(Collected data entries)
• • • •
PR #7569, opened 2024-05-31
chore: Move product category integration tests

olivermrbl:
Only missing tests are `DELETE`

### DIFF
--- a/integration-tests/http/__tests__/product-category/admin/product-category.spec.ts
+++ b/integration-tests/http/__tests__/product-category/admin/product-category.spec.ts
@@ -1,5 +1,3 @@
-import { ModuleRegistrationName } from "@medusajs/modules-sdk"
-import { IProductModuleService } from "@medusajs/types"
 import { medusaIntegrationTestRunner } from "medusa-test-utils"
 import {
   adminHeaders,
@@ -10,7 +8,6 @@ jest.setTimeout(30000)
 
 medusaIntegrationTestRunner({
   testSuite: ({ dbConnection, getContainer, api }) => {
-    let appContainer
     let productCategory
     let productCategory1
     let productCategory2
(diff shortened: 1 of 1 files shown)


olivermrbl:
@sradevski, just saw you migrated a different product category test suite. I'll merge the two

integration-tests/http/__tests__/product/admin/product-category.spec.ts
```diff
@@ -0,0 +1,956 @@
...
+import {
+  adminHeaders,
+  createAdminUser,
+} from "../../../../helpers/create-admin-user"
+
+jest.setTimeout(30000)
+
+medusaIntegrationTestRunner({
+  testSuite: ({ dbConnection, getContainer, api }) => {
+    let appContainer
```
sradevski: We can remove this as it's not used naywhere outside of `beforeEach`

integration-tests/http/__tests__/product/admin/product-category.spec.ts
```diff
@@ -0,0 +1,956 @@
...
+      productModuleService = appContainer.resolve(
+        ModuleRegistrationName.PRODUCT
+      )
+
+      await createAdminUser(dbConnection, adminHeaders, appContainer)
+    })
+
+    describe("GET /admin/product-categories/:id", () => {
+      beforeEach(async () => {
+        productCategoryParent = await productModuleService.createCategory({
```
sradevski: Let's perform the creation through HTTP, so we are closer to what an end-user would do (and module changes won't break the tests if the HTTP layer remains constant)

olivermrbl:
Btw. did you notice that `rank` is returned as string even though it is stored as `numeric` in the DB?

I found that strange. Thinking some serialization is done incorrectly but I can't dig it out

sradevski (approved):
Epic stuff, just the seeding can be done through HTTP, otherwise LGTM

integration-tests/http/__tests__/product/admin/product-category.spec.ts
olivermrbl: Good push, will do

sradevski:
@olivermrbl hey I missed your comments :) Yes please merge the two, I only moved the one that was written for v2. Weird about the rank, I didn't notice that, it is strange that it only happens for categories, probably something to do with the fact that we are using a custom repository layer (I see the module's tests are also expecting a string).

Update: https://github.com/mikro-orm/mikro-orm/issues/2295 it is on purpose in this case, we can serialize it to number

olivermrbl:
@sradevski, thanks for pushing the fix. I updated the suite to only use the HTTP layer now and merged the two category suites. Should be good to merge.

sradevski (approved):
Re-approving, nice one 👍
• • • •
▶ Work to be completed: Copy every line of the data that holds the string "testSuite".

▶ Task response:
   testSuite: ({ dbConnection, getContainer, api }) => {
+  testSuite: ({ dbConnection, getContainer, api }) => {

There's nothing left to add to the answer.